Fragilidade do sistema é questionada por delegado
O delegado titular da Delegacia de Defraudações e Falsificações (DDF), Jaime Paula Pessoa Linhares, se mostrou bastante preocupado com a maneira como as negociações de empréstimo consignado são tratadas nas instituições financeiras.
O delegado não poupou críticas ao que chamou de 'sistema bancário frágil', diante dos inúmeros casos semelhantes do mesmo crime que investiga.
Na mesa do delegado, em 2014, já são cerca de 70 inquéritos policiais instaurados, somente sobre crimes de estelionato envolvendo empréstimos consignados irregulares de aposentados e pensionistas.

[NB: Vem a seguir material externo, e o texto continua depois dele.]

PR #66, opened 2023-05-17
Use ROCK image

nsklikas:
Switch metadata image to canonical ROCK

### DIFF
--- a/metadata.yaml
+++ b/metadata.yaml
@@ -16,7 +16,7 @@ resources:
   oci-image:
     type: oci-image
     description: OCI image for hydra container
-    upstream-source: oryd/hydra:v2.0.3
+    upstream-source: ghcr.io/canonical/hydra:2.1.1
 requires:
   pg-database:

Em apenas um dos inquéritos - o que envolve a empresa catarinense - são 56 pedidos de empréstimo, o que geraria, no mínimo, segundo o delegado, 56 vítimas que tiveram os nomes usados de maneira indevida. Fora as pessoas cujas fotografias também foram utilizadas sem conhecimento nos documentos falsificados usados.
"O sistema é de uma fragilidade tamanha que permite ao fraudador usar de artifícios grosseiros, como a repetência das fotos nos documentos. Esse sistema expõe o pensionista, o aposentado, o pobre coitado que ganha pouco e vai ficar com o prejuízo", disparou.
Dificuldades
Jaime citou, ainda, as dificuldades que ele, enquanto autoridade policial, enfrenta para poder trabalhar, no sentido oposto às facilidades encontradas pelas quadrilhas criminosas.

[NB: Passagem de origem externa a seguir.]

PR #69, opened 2023-05-24
Convert ingress provided URLs to https

nsklikas:
Convert ingress provided URLs to https and remove the port

### DIFF
--- a/src/charm.py
+++ b/src/charm.py
@@ -10,6 +10,7 @@ import json
 import logging
 from os.path import join
 from typing import Any, Dict, Optional
+from urllib.parse import urlparse, urlunparse
 
 from charms.data_platform_libs.v0.data_interfaces import (
     DatabaseCreatedEvent,
@@ -60,6 +61,7 @@ from ops.model import (
 from ops.pebble import ChangeError, Error, ExecError, Layer
 
 from hydra_cli import HydraCLI
+from utils import normalise_url, remove_none_values
 
 logger = logging.getLogger(__name__)
 
@@ -69,11 +71,6 @@ HYDRA_PUBLIC_PORT = 4444
 SUPPORTED_SCOPES = ["openid", "profile", "email", "phone"]
 PEER = "hydra"
 LOG_LEVELS = ["panic", "fatal", "error", "warn", "info", "debug", "trace"]
-
-
-def remove_none_values(dic: Dict) -> Dict:
-    """Remove all entries in a dict with `None` values."""
-    return {k: v for k, v in dic.items() if v is not None}
 
 
 class HydraCharm(CharmBase):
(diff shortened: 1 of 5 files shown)


src/utils.py
```diff
@@ -0,0 +1,36 @@
+#!/usr/bin/env python3
```
nsklikas, line 1: Any objections to adding a `utils.py` file? cc @natalian98 @gruyaume

src/utils.py
```diff
@@ -0,0 +1,36 @@
...
+from typing import Dict
+from urllib.parse import urlparse, urlunparse
+
+
+def remove_none_values(dic: Dict) -> Dict:
+    """Remove all entries in a dict with `None` values."""
+    return {k: v for k, v in dic.items() if v is not None}
+
+
+def normalise_url(url: str) -> str:
```
nsklikas, line 16: This function will be used by both Kratos and Hydra. But since it is a temporary hack until traefik solves this problem for us, I decided not to put it in a library and just duplicate the code.

src/utils.py
```diff
@@ -0,0 +1,42 @@
...
+        http://ingress:80/path/subpath -> https://ingress/path/subpath
+
+    This conversion works under the following assumptions:
+    1) The ingress will serve https under the 443 port, the user-agent will
+       implicitly make the request on that port
+    2) The provided URL is not a relative path
+    3) No user/password is provided in the netloc
+
+    This is a hack and should be removed once traefik provides a way for us to
+    request the https URL.
```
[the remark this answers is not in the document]
nsklikas: Currently there is no bug for this, I had a discussion with Ryan some time ago about it. But I am not sure what the state currently is.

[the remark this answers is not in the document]
natalian98: It might be good to open a bug, otherwise let's have a jira card to revisit it when it's solved.

src/charm.py
```diff
@@ -211,6 +207,24 @@ def _hydra_service_is_running(self) -> bool:
             return False
         return service.is_running()
 
+    @property
+    def _public_url(self):
+        # TODO: The else part does not make much sense, remove it
```
natalian98, line 212: Any idea what could we do instead? We could defer rendering the conf file until the urls are ready, but I find it error prone.

tests/unit/test_utils.py
natalian98, line 1: You could add return typing, as we have it in other tests

src/charm.py
nsklikas: Not sure tbh. This falls under the whole discussion of status handling. I think it would make most sense to return `None` in the `else` part, which would cause the charm to block unless some `dev` flag is set which would enable us to test it without having to setup the whole bundle.

natalian98: @gruyaume what do you think?

gruyaume: - BlockedStatus makes sense if we're waiting for someone to take action. In this case, we're waiting on the ingress charm (traefik) to provide the URL's right? So I think having the charm in WaitingStatus makes more sense.
- I don't know about deferring. Does the lib for traefik has a custom event for informing that the url is available? If yes no need to defer, let's only leverage this event.

nsklikas: WaitingStatus makes sense when the relation is there, but the url is not ready. 
If there is no relation (ie the user has not connected the 2 units) I think that it makes to block then, because they need to perform an action.

gruyaume: Agreed

bencekov (approved):
Looks good!

gruyaume (approved):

O delegado ressaltou, por exemplo, que as quadrilhas dispõem de sites na internet, onde conseguem facilmente os dados das vítimas. Ele, porém, precisa de autorização superior para obter as mesmas informações.
"Para que eu possa ter os dados cadastrais de correntistas de bancos, preciso pedir autorização judicial, enfrentar uma maratona. Para o fraudador, está tudo na internet. Eu preciso fazer uma peregrinação enquanto o bandido está sempre à minha frente. Isso é absurdo. Se as mudanças no sistema bancário vieram para facilitar a vida do cidadão, facilitaram, na realidade, os trabalhos do fraudador", afirmou o delegado.
"Vamos identificar essas pessoas que tiveram os nomes usados, e vamos ouvir os bancos sobre os levantamentos cadastrais. Isso vai demandar alguns pedidos judiciais", emendou.
Febraban garante tentar coibir ações
Diante das críticas feitas pelo delegado titular da Delegacia de Defraudações e Falsificações (DDF) ao sistema bancário, e da recorrência dos crimes de estelionato envolvendo os nomes de aposentados e pensionistas em solicitações fraudulentas de empréstimos consignados, a Federação Brasileira de Bancos (Febraban) afirmou, em nota enviada à reportagem, que colabora com as investigações.
Além disso, a entidade, que é a principal representante do setor bancário nacional, reconheceu que 'falhas são passíveis de acontecer'.
"Fraudes na comercialização do consignado também prejudicam as instituições financeiras. A Federação colabora com autoridades policiais, com os PROCONs e outros órgãos de defesa do consumidor, como as Delegacias do Idoso, a fim de coibir eventuais irregularidades. Falhas são passíveis de acontecer". Disse a nota.
A entidade afirmou, também, que caso algum cliente ou usuário do sistema bancário encontre 'inexatidão em seus dados e cadastros', pode solicitar a imediata correção, citando o Código de Defesa do Consumidor (CDC).
A Febraran explica que em caso de 'serviços bancários ou cobranças que entenda incorretas', o cliente tem o prazo de resposta de até, no máximo, cinco dias desde a reclamação, que poderá ser feita a qualquer hora e a qualquer dia da semana, diretamente com a instituição financeira. Em caso de o banco não solucionar o problema, a própria Febraban poderá ser acionada através do site Conte Aqui (www.conteaqui.org.br).
Conscientização
De acordo com a entidade, campanhas de conscientização são desenvolvidas em parceria dos bancos com a Federação.